I have seen and read the poem “Footprints in the Sand” numerous times. But I can say, this week, I finally understood what the author was trying to convey. It was a week ago today that my daddy went to walk the streets of gold with Jesus. While daddy left great footprints here on this earth, the sadness, pain, and tears following his departure have left me numb.
A numbness unfamiliar to me. A emptiness that paralyzes.
For some reason I remembered this poem and the comfort it has brought has been tremendous. While I don’t feel connected to Jesus, while I can’t sense His presence, and while I long to know He is there I was reminded through these words that He is.
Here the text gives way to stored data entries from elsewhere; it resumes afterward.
PR #1121, opened 2025-03-03
Implement project specific settings

pazi146:
copied relevant parts from Eclipse JDT
added preferences cache to use in viewers


plugins/org.eclipse.fordiac.ide.application/src/org/eclipse/fordiac/ide/application/editparts/AbstractStructManipulatorEditPart.java
```diff
@@ -36,7 +37,8 @@ protected AbstractStructManipulatorEditPart() {
 
 	@Override
 	protected IFigure createFigureForModel() {
-		return new FBNetworkElementFigure(getModel());
+		return new FBNetworkElementFigure(getModel(),
+				((AdvancedScrollingGraphicalViewer) getViewer()).getPreferencesCache().getMaxTypeLabelSize());
```
mx990, line 41: Could we create a helper method for getting the preferences (cache)?

Maybe we could also get the preferences (cache) from the editor via an adapter, similar to the annotation model: https://github.com/eclipse-4diac/4diac-ide/blob/384d58454a68410064c8ff46e839a7ab411c646a/plugins/org.eclipse.fordiac.ide.gef/src/org/eclipse/fordiac/ide/gef/annotation/FordiacAnnotationUtil.java#L71-L78

or we could also copy the relevant preferences to the viewer properties on open, see `org.eclipse.gef.EditPartViewer.getProperty(String)`?

plugins/org.eclipse.fordiac.ide.application/src/org/eclipse/fordiac/ide/application/editparts/ConnectionEditPart.java
```diff
@@ -236,7 +237,9 @@ protected void createEditPolicies() {
 
 	@Override
 	protected IFigure createFigure() {
-		final FBNetworkConnection connectionFigure = new FBNetworkConnection(this);
+		final var cache = ((AdvancedScrollingGraphicalViewer) getViewer()).getPreferencesCache();
+		final FBNetworkConnection connectionFigure = new FBNetworkConnection(this,
+				cache.getMaxHiddenConnectionLabelSize(), cache.getPinLabelStyle());
```
mx990, line 250: Maybe we should pass the combined preferences directly to the various figures, in order to make adding additional preferences easier in the future?

plugins/org.eclipse.fordiac.ide.deployment.debug.ui/src/org/eclipse/fordiac/ide/deployment/debug/ui/editparts/WatchValueDirectEditPolicy.java
```diff
@@ -41,6 +43,7 @@ public class WatchValueDirectEditPolicy extends DirectEditPolicy {
 	@Override
 	protected Command getDirectEditCommand(final DirectEditRequest request) {
 		final String value = (String) request.getCellEditor().getValue();
+		// TODO
```
mx990: Please fix or remove this todo note.

plugins/org.eclipse.fordiac.ide.deployment.debug.ui/src/org/eclipse/fordiac/ide/deployment/debug/ui/handler/ToggleBoolValueHandler.java
```diff
@@ -40,11 +46,26 @@ public class ToggleBoolValueHandler extends AbstractHandler {
...
+		final IEditorInput input = editor.getEditorInput();
+		if (input instanceof final IContentEditorInput contentInput) {
+			if (EcoreUtil.getRootContainer(contentInput.getContent()) instanceof final LibraryElement libElement) {
+				project = libElement.getTypeEntry().getFile().getProject();
+			}
+		} else if (input instanceof final IFileEditorInput fileInput) {
+			project = fileInput.getFile().getProject();
+		}
+		final boolean monitoringValueWriteThrough = DeploymentDebugPreferences.INSTANCE.getStore(project)
+				.getBoolean(DeploymentDebugPreferences.MONITORING_VALUE_WRITE_THROUGH);
```
mx990: Please extract this into a separate method.

plugins/org.eclipse.fordiac.ide.deployment.debug/META-INF/MANIFEST.MF
```diff
@@ -13,6 +13,7 @@ Require-Bundle: org.eclipse.core.runtime,
  org.eclipse.fordiac.ide.ui,
  org.eclipse.debug.core,
  org.eclipse.jface,
+ org.eclipse.ui,
```
mx990: Please do not add a UI dependency to a non-UI plugin.

plugins/org.eclipse.fordiac.ide.deployment.debug/src/org/eclipse/fordiac/ide/deployment/debug/preferences/DeploymentDebugPreferenceInitializer.java
```diff
@@ -13,13 +13,13 @@
...
+import org.eclipse.jface.preference.IPreferenceStore;
 
 public class DeploymentDebugPreferenceInitializer extends AbstractPreferenceInitializer {
 
 	@Override
 	public void initializeDefaultPreferences() {
-		DefaultScope.INSTANCE.getNode(DeploymentDebugPreferences.QUALIFIER)
-				.putBoolean(DeploymentDebugPreferences.MONITORING_VALUE_WRITE_THROUGH, false);
+		final IPreferenceStore store = DeploymentDebugPreferences.STORE;
+		store.setDefault(DeploymentDebugPreferences.MONITORING_VALUE_WRITE_THROUGH, false);
```
mx990: Why do we need to use the preference store here, since this is just setting a workspace default?

plugins/org.eclipse.fordiac.ide.deployment.debug/src/org/eclipse/fordiac/ide/deployment/debug/preferences/DeploymentDebugPreferences.java
```diff
@@ -12,18 +12,52 @@
...
+import org.eclipse.jface.preference.IPreferenceStore;
+import org.eclipse.ui.preferences.ScopedPreferenceStore;
 
-public final class DeploymentDebugPreferences {
+public enum DeploymentDebugPreferences implements IPreferenceStoreProvider {
+	INSTANCE;
 
 	public static final String QUALIFIER = "org.eclipse.fordiac.ide.deployment.debug"; //$NON-NLS-1$
+
+	public static final IPreferenceStore STORE = new ScopedPreferenceStore(InstanceScope.INSTANCE, QUALIFIER);
```
mx990: Please use the preferences service from the platform to get project-specific preferences in a non-UI context, instead of the JFace preference store. There is an example on how to implement this in:
https://github.com/eclipse-4diac/4diac-ide/blob/384d58454a68410064c8ff46e839a7ab411c646a/plugins/org.eclipse.fordiac.ide.model/src/org/eclipse/fordiac/ide/model/validation/ValidationPreferences.java#L63-L69

I would also suggest moving the code to set preferences to the respective preference page.

plugins/org.eclipse.fordiac.ide.deployment.debug.ui/plugin.xml
```diff
@@ -1075,4 +1075,22 @@
...
 	</extension>
+ <extension
+       point="org.eclipse.ui.propertyPages">
+    <page
+		category="org.eclipse.fordiac.ide.debug.ui.preferences.FordiacDebugPreferencePage"
+		class="org.eclipse.fordiac.ide.deployment.debug.ui.preferences.DeploymentDebugPreferencePage"
+		id="org.eclipse.fordiac.ide.deployment.debug.ui.properties"
+		name="Deployment">
+	</page>
+	<enabledWhen>
```
mx990: It seems the `enabledWhen` is outside the `page` element?

plugins/org.eclipse.fordiac.ide.deployment.debug.ui/plugin.xml
```diff
@@ -1075,4 +1075,22 @@
 			modelId="org.eclipse.fordiac.ide.deployment.debug.model">
 		</variableValueEditor>
 	</extension>
+ <extension
+       point="org.eclipse.ui.propertyPages">
+    <page
+		category="org.eclipse.fordiac.ide.debug.ui.preferences.FordiacDebugPreferencePage"
```
mx990: Please make sure the category points to a valid *property* page, same in the other plugins.

plugins/org.eclipse.fordiac.ide.gef/src/org/eclipse/fordiac/ide/gef/editparts/ValueEditPart.java
```diff
@@ -57,24 +56,15 @@
...
 	private InitialValueRefreshJob refreshJob;
 
-	private static int maxWidth = -1;
-
-	public static int getMaxWidth() {
-		if (-1 == maxWidth) {
-			final int maxLabelSize = GefPreferenceConstants.STORE.getInt(GefPreferenceConstants.MAX_VALUE_LABEL_SIZE);
-			final FontMetrics fm = FigureUtilities.getFontMetrics(JFaceResources.getFontRegistry()
-					.get(org.eclipse.fordiac.ide.ui.preferences.UIPreferenceConstants.DIAGRAM_FONT));
-			maxWidth = (int) ((maxLabelSize + 2) * fm.getAverageCharacterWidth());
```
mx990, line 75: Are you sure this is no longer needed?

plugins/org.eclipse.fordiac.ide.model.ui/META-INF/MANIFEST.MF
```diff
@@ -13,7 +13,8 @@ Require-Bundle: org.eclipse.emf.ecore.editor,
  org.eclipse.ui.views.properties.tabbed,
  org.eclipse.ui.navigator,
  org.eclipse.fordiac.ide.ui,
- org.eclipse.fordiac.ide.model.commands
+ org.eclipse.fordiac.ide.model.commands,
+ org.eclipse.xtext.ui
```
mx990: Why do we need an Xtext dependency here?

plugins/org.eclipse.fordiac.ide.model.ui/src/org/eclipse/fordiac/ide/model/ui/editors/FordiacPropertyPreferencePage.java
```diff
@@ -0,0 +1,298 @@
...
+	private SelectionButtonDialogField fUseProjectSettings;
+	private Composite fParentComposite;
+	protected IProject fProject;
+	private Map<String, Object> fData; // page data
+
+	public static final String DATA_NO_LINK = "PropertyAndPreferencePage.nolink"; //$NON-NLS-1$
+
+	protected IPreferenceStoreProvider provider;
+
+	protected FordiacPropertyPreferencePage(final IPreferenceStoreProvider provider) {
```
mx990: I would suggest to remove the unused constructors for now. We can always add them later, should the need arise.

plugins/org.eclipse.fordiac.ide.model.ui/src/org/eclipse/fordiac/ide/model/ui/editors/FordiacPropertyPreferencePage.java
```diff
@@ -0,0 +1,298 @@
...
+						Messages.PropertyAndPreferencePage_useworkspacesettings_change);
+				fChangeWorkspaceSettings.setLayoutData(new GridData(SWT.END, SWT.CENTER, false, false));
+			} else {
+				LayoutUtil.setHorizontalSpan(fUseProjectSettings.getSelectionButton(null), 2);
+			}
+
+			final Label horizontalLine = new Label(composite, SWT.SEPARATOR | SWT.HORIZONTAL);
+			horizontalLine.setLayoutData(new GridData(GridData.FILL, GridData.FILL, true, false, 2, 1));
+			horizontalLine.setFont(composite.getFont());
+		}
```
mx990: Please also add the hyperlink to navigate from the workspace to the project settings, see [org.eclipse.jdt.internal.ui.preferences.PropertyAndPreferencePage:134-137](https://github.com/eclipse-jdt/eclipse.jdt.ui/blob/7d7dab5c6599dd6901fb14ba5e088023c0405fe6/org.eclipse.jdt.ui/ui/org/eclipse/jdt/internal/ui/preferences/PropertyAndPreferencePage.java#L134-L137).

plugins/org.eclipse.fordiac.ide.gef/src/org/eclipse/fordiac/ide/gef/preferences/GefPreferenceConstants.java
```diff
@@ -12,17 +12,23 @@
...
+public enum GefPreferenceConstants implements IPreferenceStoreProvider {
+	INSTANCE;
+
 	public static final String GEF_PREFERENCES_ID = "org.eclipse.fordiac.ide.gef"; //$NON-NLS-1$
 
 	public static final IPreferenceStore STORE = new ScopedPreferenceStore(InstanceScope.INSTANCE, GEF_PREFERENCES_ID);
-
-	private GefPreferenceConstants() {
-	}
+	private static final Map<IProject, IPreferenceStore> storeMap = new HashMap<>();
```
mx990: The `IPreferenceStore` is not intended to be shared by multiple users/threads, since changes have to be `org.eclipse.jface.preference.IPersistentPreferenceStore.save()`ed, among other things.

Maybe we should copy the `org.eclipse.xtext.ui.editor.preferences.FixedScopedPreferenceStore` and use that instead, which would solve the memory leak issue of the original `ScopedPreferenceStore`, see also https://bugs.eclipse.org/bugs/show_bug.cgi?id=239033 ? That would also make it a fairly lightweight object and we could avoid caching them altogether.

mx990 (changes requested):

plugins/org.eclipse.fordiac.ide.application/src/org/eclipse/fordiac/ide/application/editparts/AbstractStructManipulatorEditPart.java
azoitl: When we discussed that feature we found the PreferencesCache class as the better solution for future extensions we had in mind. Also it gives a nicer API then `getProperty`. 

But I like the idea with the helper method and the getAdapter.

plugins/org.eclipse.fordiac.ide.model.ui/META-INF/MANIFEST.MF
pazi146: I'm using some UI elements in Xtext that got copied from Eclipse JDT to avoid more copying

plugins/org.eclipse.fordiac.ide.model.ui/src/org/eclipse/fordiac/ide/model/ui/editors/FordiacPropertyPreferencePage.java
pazi146: These constructors exist to make it a mostly transparent replacement for `FieldEditorPreferencePage`

Should I still remove them?

plugins/org.eclipse.fordiac.ide.gef/src/org/eclipse/fordiac/ide/gef/preferences/GefPreferenceConstants.java
pazi146: I'll have a look at that

There still needs to be some caching as there are ChangeListeners attached - should I move that back to each class then?

plugins/org.eclipse.fordiac.ide.application/src/org/eclipse/fordiac/ide/application/editparts/ConnectionEditPart.java
pazi146: I didn't put `IGraphicalPreferencesCache` as a parameter to avoid coupling and doing it with a map or something similar is also clunky.

plugins/org.eclipse.fordiac.ide.deployment.debug.ui/src/org/eclipse/fordiac/ide/deployment/debug/ui/editparts/WatchValueDirectEditPolicy.java
pazi146: will remove

plugins/org.eclipse.fordiac.ide.deployment.debug/src/org/eclipse/fordiac/ide/deployment/debug/preferences/DeploymentDebugPreferenceInitializer.java
pazi146: that was done to standardise everything as it doesn't make a difference in our use case

plugins/org.eclipse.fordiac.ide.deployment.debug/META-INF/MANIFEST.MF
pazi146: this is the same as in the `org.eclipse.fordia.ide.model` package to gain access to `org.eclipse.ui.preferences.ScopedPreferenceStore`

plugins/org.eclipse.fordiac.ide.deployment.debug/src/org/eclipse/fordiac/ide/deployment/debug/preferences/DeploymentDebugPreferences.java
pazi146: I'll look into that

> I would also suggest moving the code to set preferences to the respective preference page.

what do you mean by this? Moving the preference store access out of the preference page was the intention

plugins/org.eclipse.fordiac.ide.gef/src/org/eclipse/fordiac/ide/gef/editparts/ValueEditPart.java
pazi146: thanks for catching that - it got lost in all that refactoring

plugins/org.eclipse.fordiac.ide.model.ui/src/org/eclipse/fordiac/ide/model/ui/editors/FordiacPropertyPreferencePage.java
pazi146: Left that out previously but can add it in

Do you know if there exists an equivalent project picker already or if I need to port that over too?

plugins/org.eclipse.fordiac.ide.deployment.debug.ui/src/org/eclipse/fordiac/ide/deployment/debug/ui/handler/ToggleBoolValueHandler.java
pazi146: done

plugins/org.eclipse.fordiac.ide.deployment.debug.ui/plugin.xml
pazi146: fixed

plugins/org.eclipse.fordiac.ide.deployment.debug.ui/plugin.xml
pazi146: Should I make an empty 4diac property page to provide a category for all property pages or just remove the category from them?

plugins/org.eclipse.fordiac.ide.model.ui/META-INF/MANIFEST.MF
mx990: I see the danger of more and more Xtext dependencies creeping into our core plugins over time, when we originally wanted to keep Xtext entirely separate. However, I also don't like copying and we already have a lot of Xtext dependencies in other core plugins anyhow.

What do you think @azoitl?

plugins/org.eclipse.fordiac.ide.model.ui/src/org/eclipse/fordiac/ide/model/ui/editors/FordiacPropertyPreferencePage.java
mx990: We seem to currently use only `FordiacPropertyPreferencePage(int, IPreferenceStoreProvider)` and I am not sure if we will ever need the others. In the meantime, this is lots of duplicated code. As such, I would still remove them, yes.

plugins/org.eclipse.fordiac.ide.gef/src/org/eclipse/fordiac/ide/gef/preferences/GefPreferenceConstants.java
mx990: I believe we have to keep a separate instance of the store in each class that registers a change listener, so we can remove it later, if that is what you mean.

plugins/org.eclipse.fordiac.ide.deployment.debug/src/org/eclipse/fordiac/ide/deployment/debug/preferences/DeploymentDebugPreferenceInitializer.java
mx990: It does make a difference, because you are introducing a UI dependency in a non-UI plugin. Please change it back to the way it was.

plugins/org.eclipse.fordiac.ide.deployment.debug/META-INF/MANIFEST.MF
mx990: I realize this may seem overly pedantic on my part, but the separation between UI and non-UI functionality is a basic tenet of good software architecture.

As such, we should not use the JFace preference store in the `org.eclipse.fordiac.ide.model` plugin either. Unfortunately, that plugin still needs a UI dependency to convert between screen and 61499 corrdinates. This makes it no less problematic but less noticeable there.

In any case, we should definitely not add more UI dependencies in non-UI plugins, particularly when there are proper alternatives that could and should be used instead, see `Platform.getPreferencesService()`.

plugins/org.eclipse.fordiac.ide.deployment.debug/src/org/eclipse/fordiac/ide/deployment/debug/preferences/DeploymentDebugPreferences.java
mx990: Please remember that you have to *save* the preferences after changing them, whichever approach you use. 

If you would like to keep this here, please use `IEclipsePreferences` and make sure to `flush()` the preference afterwards.

However, I believe it would be more consistent to change the preferences only in the page and then `IPersistentPreferenceStore.save()` them all there together.

plugins/org.eclipse.fordiac.ide.model.ui/src/org/eclipse/fordiac/ide/model/ui/editors/FordiacPropertyPreferencePage.java
mx990: I believe you may be able to use the `ElementListSelectionDialog` for that purpose, see also `NewSourceFolderWizardPage.chooseProject()` for an example on how it is used by JDT for the same purpose.

plugins/org.eclipse.fordiac.ide.deployment.debug.ui/plugin.xml
mx990: I believe we should make empty pages if needed so that we have the same overall structure in the project properties as in the workspace preferences.

mx990 (changes requested):

plugins/org.eclipse.fordiac.ide.model.ui/META-INF/MANIFEST.MF
azoitl: I'm also not a big fan of having xtext everywhere. Copying is also not the super cool. I see two options:

1. As we need that kind of code in several places we could provide our (copied) implementation in ide.ui
2. We use the xtext implementation but not import the whole xtext.ui plugin via require bundle but use `Import-Package` and only fetch the minimum packages that we need.

mx990: I had another look at we are actually using from Xtext here:
- `org.eclipse.xtext.ui.editor.tasks.dialogfields.DialogField` is a small base class for the already copied `SelectionButtonDialogField`,
- `org.eclipse.xtext.ui.editor.tasks.dialogfields.IDialogFieldListener` is a functional interface used in `DialogField`,
- `org.eclipse.xtext.ui.editor.tasks.dialogfields.LayoutUtil.setHorizontalGrabbing(Control)` and `org.eclipse.xtext.ui.editor.tasks.dialogfields.LayoutUtil.setHorizontalSpan(Control, int)` are each used only once in `FordiacPropertyPreferencePage` and could probably be inlined.

In light of this, I believe we should go with option 1. We should then probably also move the generic `SelectionButtonDialogField` to `org.eclipse.fordiac.ide.ui`.

plugins/org.eclipse.fordiac.ide.deployment.debug/META-INF/MANIFEST.MF
pazi146: removed the dependency

plugins/org.eclipse.fordiac.ide.deployment.debug/src/org/eclipse/fordiac/ide/deployment/debug/preferences/DeploymentDebugPreferenceInitializer.java
pazi146: reverted

plugins/org.eclipse.fordiac.ide.deployment.debug/src/org/eclipse/fordiac/ide/deployment/debug/preferences/DeploymentDebugPreferences.java
pazi146: removed static stores - will now get instanced wherever needed

plugins/org.eclipse.fordiac.ide.deployment.debug.ui/plugin.xml
pazi146: added an empty property page

plugins/org.eclipse.fordiac.ide.model.ui/META-INF/MANIFEST.MF
pazi146: copied/moved these classes into `org.eclipse.fordiac.ide.ui`

plugins/org.eclipse.fordiac.ide.model.ui/src/org/eclipse/fordiac/ide/model/ui/editors/FordiacPropertyPreferencePage.java
pazi146: removed unused constructors

plugins/org.eclipse.fordiac.ide.model.ui/src/org/eclipse/fordiac/ide/model/ui/editors/FordiacPropertyPreferencePage.java
pazi146: added the project select - thanks for the hint

plugins/org.eclipse.fordiac.ide.gef/src/org/eclipse/fordiac/ide/gef/preferences/GefPreferenceConstants.java
pazi146: replaced `ScopedPreferenceStore` with a copied `FixedScopedPreferenceStore` (in `org.eclipse.fordiac.ide.ui`)

plugins/org.eclipse.fordiac.ide.application/src/org/eclipse/fordiac/ide/application/handlers/HideDataConnections.java
```diff
@@ -29,7 +30,8 @@ public class HideDataConnections extends AbstractHandler {
 	public Object execute(final ExecutionEvent event) throws ExecutionException {
 		final Command command = event.getCommand();
 		final boolean oldValue = HandlerUtil.toggleCommandState(command);
-		UIPreferenceConstants.STORE.setValue(UIPreferenceConstants.P_HIDE_DATA_CON, !oldValue);
+		InstanceScope.INSTANCE.getNode(UIPreferenceConstants.FORDIAC_UI_PREFERENCES_ID)
+				.putBoolean(UIPreferenceConstants.P_HIDE_DATA_CON, !oldValue);
```
mx990: Please remember to `flush()` the preference node after changing a preference.

plugins/org.eclipse.fordiac.ide.application/src/org/eclipse/fordiac/ide/application/handlers/HideEventConnections.java
```diff
@@ -32,7 +33,8 @@ public class HideEventConnections extends AbstractHandler {
 	public Object execute(final ExecutionEvent event) throws ExecutionException {
 		final Command command = event.getCommand();
 		final boolean oldValue = HandlerUtil.toggleCommandState(command);
-		UIPreferenceConstants.STORE.setValue(UIPreferenceConstants.P_HIDE_EVENT_CON, !oldValue);
+		InstanceScope.INSTANCE.getNode(UIPreferenceConstants.FORDIAC_UI_PREFERENCES_ID)
+				.putBoolean(UIPreferenceConstants.P_HIDE_EVENT_CON, !oldValue);
```
mx990: Please remember to `flush()` the preference node after changing a preference.

plugins/org.eclipse.fordiac.ide.application/src/org/eclipse/fordiac/ide/application/handlers/ToggleJumpStepHandler.java
```diff
@@ -27,7 +28,8 @@ public class ToggleJumpStepHandler extends AbstractHandler {
 	public Object execute(final ExecutionEvent event) throws ExecutionException {
 		final Command command = event.getCommand();
 		final boolean oldValue = HandlerUtil.toggleCommandState(command);
-		UIPreferenceConstants.STORE.setValue(UIPreferenceConstants.P_TOGGLE_JUMP_STEP, !oldValue);
+		InstanceScope.INSTANCE.getNode(UIPreferenceConstants.FORDIAC_UI_PREFERENCES_ID)
+				.putBoolean(UIPreferenceConstants.P_TOGGLE_JUMP_STEP, !oldValue);
```
mx990: Please remember to `flush()` the preference node after changing a preference.

plugins/org.eclipse.fordiac.ide.deployment.debug.ui/src/org/eclipse/fordiac/ide/deployment/debug/ui/handler/ToggleBoolValueHandler.java
```diff
@@ -40,11 +47,14 @@ public class ToggleBoolValueHandler extends AbstractHandler {
 	public Object execute(final ExecutionEvent event) throws ExecutionException {
 		final IEditorPart editor = HandlerUtil.getActiveEditorChecked(event);
 		final CommandStack stack = editor.getAdapter(CommandStack.class);
-		getValues(HandlerUtil.getCurrentStructuredSelection(event)).forEachOrdered(value -> toggleValue(value, stack));
+
+		getValues(HandlerUtil.getCurrentStructuredSelection(event))
+				.forEachOrdered(value -> toggleValue(value, stack, getMonitoringValueWriteThrough(editor)));
```
mx990: Please extract the result of `getMonitoringValueWriteThrough(editor)` out of the lambda into a variable, so it is not executed for each value.

plugins/org.eclipse.fordiac.ide.deployment.debug.ui/src/org/eclipse/fordiac/ide/deployment/debug/ui/handler/ToggleBoolValueHandler.java
```diff
@@ -77,4 +87,18 @@ private static Stream<WatchValueAnnotation> getValues(final IStructuredSelection
...
+	private static boolean getMonitoringValueWriteThrough(final IEditorPart editor) {
+		IProject project = null;
+		final IEditorInput input = editor.getEditorInput();
+		if (input instanceof final IContentEditorInput contentInput) {
+			if (EcoreUtil.getRootContainer(contentInput.getContent()) instanceof final LibraryElement libElement) {
+				project = libElement.getTypeEntry().getFile().getProject();
+			}
+		} else if (input instanceof final IFileEditorInput fileInput) {
+			project = fileInput.getFile().getProject();
+		}
```
mx990, line 102: Please also handle the case when it is neither kind of input, which would currently throw an exception because the project would be null. I would suggest to just return false then.

plugins/org.eclipse.fordiac.ide.deployment.debug/src/org/eclipse/fordiac/ide/deployment/debug/preferences/DeploymentDebugPreferences.java
```diff
@@ -12,18 +12,13 @@
  *******************************************************************************/
 package org.eclipse.fordiac.ide.deployment.debug.preferences;
 
-import org.eclipse.core.runtime.preferences.InstanceScope;
-
-public final class DeploymentDebugPreferences {
+public class DeploymentDebugPreferences {
```
mx990: Why did you make this non-final?

plugins/org.eclipse.fordiac.ide.deployment.debug/src/org/eclipse/fordiac/ide/deployment/debug/preferences/DeploymentDebugPreferences.java
```diff
@@ -12,18 +12,13 @@
...
-
-	public static boolean isMonitoringValueWriteThrough() {
-		return InstanceScope.INSTANCE.getNode(QUALIFIER).getBoolean(MONITORING_VALUE_WRITE_THROUGH, false);
-	}
 
+	public static final String MONITORING_VALUE_WRITE_THROUGH = "monitoringValueWriteThrough"; //$NON-NLS-1$
+	
 	private DeploymentDebugPreferences() {
-		throw new UnsupportedOperationException();
+
```
mx990: Why did you remove the throw?

plugins/org.eclipse.fordiac.ide.gef/src/org/eclipse/fordiac/ide/gef/editors/InitialValueEditor.java
```diff
@@ -81,7 +82,10 @@ protected void updateInitialValue(final String value) {
 				&& FordiacMessages.ComputingPlaceholderValue.equals(getModelAccess().getEditablePart())) {
 			final var commandExecutorCache = getCommandExecutor();
 			setCommandExecutor(null);
-			if (value.length() <= DiagramPreferencePage.getMaxDefaultValueLength()) {
+			if (value.length() <= PreferenceStoreProvider
+					.getStore(GefPreferenceConstants.GEF_PREFERENCES_ID,
+							getInterfaceElement().getFBNetworkElement().getTypeLibrary().getProject())
```
mx990: I believe `getFBNetworkElement()` may return null if it is not an instance pin and `getTypeLibrary()` may return null if an instance has no type (e.g., untyped subapps). I would suggest to get the project via `EcoreUtil.getRootContainer(getInterfaceElement()) instanceof LibraryElement` instead.

plugins/org.eclipse.fordiac.ide.ui/src/org/eclipse/fordiac/ide/ui/preferences/PreferenceStoreProvider.java
```diff
@@ -0,0 +1,115 @@
...
+	}
+
+	public void removePropertyChangeListener(final IPropertyChangeListener listener) {
+		instanceStore.removePropertyChangeListener(listener);
+		if (projectStore != null) {
+			projectStore.removePropertyChangeListener(listener);
+		}
+	}
+
+	public static IPreferenceStore getStore(final String qualifier, final IProject project) {
```
mx990, line 133: I would suggest to also add a convenience method that accepts an `EObject` as context and determines the project similar to `TypeLibraryManager.getTypeLibraryFromContext(EObject)`.

plugins/org.eclipse.fordiac.ide.gef/src/org/eclipse/fordiac/ide/gef/preferences/PaletteFlyoutPreferences.java
```diff
@@ -36,37 +37,40 @@ public PaletteFlyoutPreferences(final String paletteDockLocationID, final String
...
 	public int getPaletteWidth() {
-		return GefPreferenceConstants.STORE.getInt(paletteSizeID);
+		return InstanceScope.INSTANCE.getNode(GefPreferenceConstants.GEF_PREFERENCES_ID).getInt(paletteSizeID, 0);
 	}
 
 	@Override
 	public void setDockLocation(final int location) {
-		GefPreferenceConstants.STORE.setValue(paletteDockLocationID, location);
+		InstanceScope.INSTANCE.getNode(GefPreferenceConstants.GEF_PREFERENCES_ID).putInt(paletteDockLocationID,
+				location);
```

“I don’t understand why in times when I needed you most,you should leave me.” The Lord replied, “My precious, precious child, I love you and I would never, never leave you during your times of trial and suffering. When you saw only one set of footprints, it was then that I carried you.”…Mary Stevenson
Kim @ Stuff could... says
I am so sorry for your loss. You expressed the footprints thought so well
Alene says
Kim, thanks girl! Such a comforting poem when we look at the TRUTH of it. Always great to hear from you! Blessings
Leah @ Point Ministries says
Oh my friend, I so remember that numbness. You just cannot believe they are gone. You pick up the phone to call them and then remember….. You think, I need to talk to Daddy and then remember….. Time does heal, my friend, but you never stop missing your Daddy. I love you.